Farmers hit back in water stoush

FARMERS at the end of the line have hit back at claims environmental flows down the Murrumbidgee would wipe out vast slabs of agricultural land near Wagga and say the water is “desperately” needed downstream.
Nanjing Night Net

DRIED OUT: Peter, Brett and Tom Morton downstream on the Murrumbidgee. Picture: Supplied

It comes as Collingullie landholders ramp up the fight against the flows ahead of immanent releases and proposals put forward by the Murray-Darling Basin Authority to increase those releases.

They say the “plan to save the Murray comes at the expense of the Murrumbidgee” and fearinundation of their land.

ButBalranald farmerDavid Lockhart refutes that and said the flows are “well and truly” below minor flood height.

The last assessment had 4.9-metre river level peakat Wagga, with theminor flood height just over seven metres.

Baranald sits at the junction of the Murrumbidgee and Murray rivers, about 100 kilometres west of Hay.

“For our wetlands to receive any water those rivers need to be running fairly high,” Mr Lockhart said.

“The Murrumbidgee needs to be running 5000 megalitres a day.”

Mr Lockhart said a flow of that capacity is what’s needed toreach wetlands along the Murray.

“It isdesperately needed for our area,” he said.

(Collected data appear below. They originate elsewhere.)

PR #267, opened 2020-11-04
github tools: fix fossa workflow file

tools-netlify:
Updates github actions fossa workflow to use environment files instead of deprecated set-env command.


keiko713 (approved):
🌳

PR #268, opened 2020-11-10
Mark listForms endpoint as deprecated

kitop:
This will no longer be supported and will be retired in 30 days.


vbrown608 (approved):
:wave:

PR #275, opened 2020-12-17
Add getAccountBuildStatus

### LINKED ISSUE #271: Get Build minutes in API
I want to get how many build minutes I have used on my account. but I can’t find in the docs, Can I get build minutes in API ?

vbrown608:
Adds the account build status, including build minutes, to the API docs.

Closes #271


mraerino:
does this match what our private generated open api definition looks like?

rstavchansky (approved):
The very minimalist docs output for this looks fine. In line with what Marcus said, I wondered whether there's a corresponding PR for adding this to the [bitballoon openapi docs](https://bitballoon-openapi.netlify.app/).

swagger.yml
```diff
@@ -2351,6 +2369,39 @@ definitions:
...
+            format: dateTime
+          period_end_date:
+            type: string
+            format: dateTime
+          last_updated_at:
+            type: string
+            format: dateTime
+          included_minutes:
+            type: string
+          included_minutes_with_packs:
```
keiko713, line 2403: I have some minor mixed feeling about adding these "included" two fields here (you can see more in https://github.com/netlify/bitballoon/pull/5881 - tl;dr I didn't wanna add them in this endpoint), but it's less likely to change so... I guess it's okay to be as-is

vbrown608:
Good point, I'll add a corresponding annotation in Bitballoon.

Issue #277, opened 2021-01-04
Golang: Pagination missing


cstaud:
The `ListSites` call does not implement pagination...
I also don't see a chance how to get around this.

By the way: you described the pagination within your documentation at https://docs.netlify.com/api/get-started/#pagination
But the openapi spec seems to miss it.

Am I missing something or does nobody with more than 100 sites use this client?

PR #278, opened 2021-01-07
feat: add pagination support

JGAntunes:
Based on [our docs](https://docs.netlify.com/api/get-started/#pagination) and a couple of expriments I did (and on [bitballoon's codebase](https://github.com/netlify/bitballoon/search?q=pagination)) we support pagination for all of our list endpoints but it's missing from our `open-api` spec.

This PR updates our open-api spec and respective golang client. It also addresses #277 and serves as a base to address https://github.com/netlify/js-client/issues/39, https://github.com/netlify/js-client/pull/44 and https://github.com/netlify/js-client/pull/167.

Let me know what you think 👍


ehmicky (commented):
Finally! :tada: :tada: :tada: 

This looks good to me, but I don't have a good understanding of the API pagination, unlike @vbrown608.

rstavchansky (approved):
Output looks good for docs! 🥇

vbrown608:
Only those controllers that handle `pagination_options` and set `pagination_headers` support pagination. `listAccountTypesForUser` (`AccountsController#types`) does not, for example.

We're in the process of migrating our API docs to be built from inline annotations in the API codebase, so it might be better to add pagination to swagger as needed here.

vbrown608:
I suggest we start with following actions, which all support pagination, and are likely to include 100+ records for some users.
`listSites`
`listSiteSubmissions`
`listSiteDeploys`
`listSiteBuilds`
`listFormSubmissions`
`listAccountAuditEvents`

Thanks for working on this!

JGAntunes:
Thanks for the review 👍 and thanks for checking this @vbrown608! I'll add this to those specific endpoints in that case.

JGAntunes:
Meanwhile I've updated the spec but kept `listSItesForAccount`, let me know if it makes sense to remove that also. 👍

vbrown608 (approved):
Nice catch! Yeah, let's definitely keep that one too. This looks good to me.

“So we are100 per cent in support of the Office of Environment and Heritage and their effortsto get water down to our wetlands. There hasn’t been a substantial flood where we are since 1993.

“Our trees are dying.”

Mr Lockhart said the flows, known as “piggy back flows”, double down on recent rain. He said a major flood could be less severe because of the reduced dam height.

Meanwhile, another farmer downstream has written that she hopes the beauty of the Murrumbidgee can be preserved for generations to come.

Sue Morton said in a letter to the editor that without environmental flows, native flora and fauna are at risk.

“Our river rarely runs a high flow. Consequently, all the billabongs, creek systems and lakes do not receive their supply that created them in the first instance,” she said.

“We have areas where 100-year-old trees may perish due to the lack of water.We hope that all families can enjoy and share the beauty of the mighty Murrumbidgee River and not deny the people downstream the same pleasure that they experience.”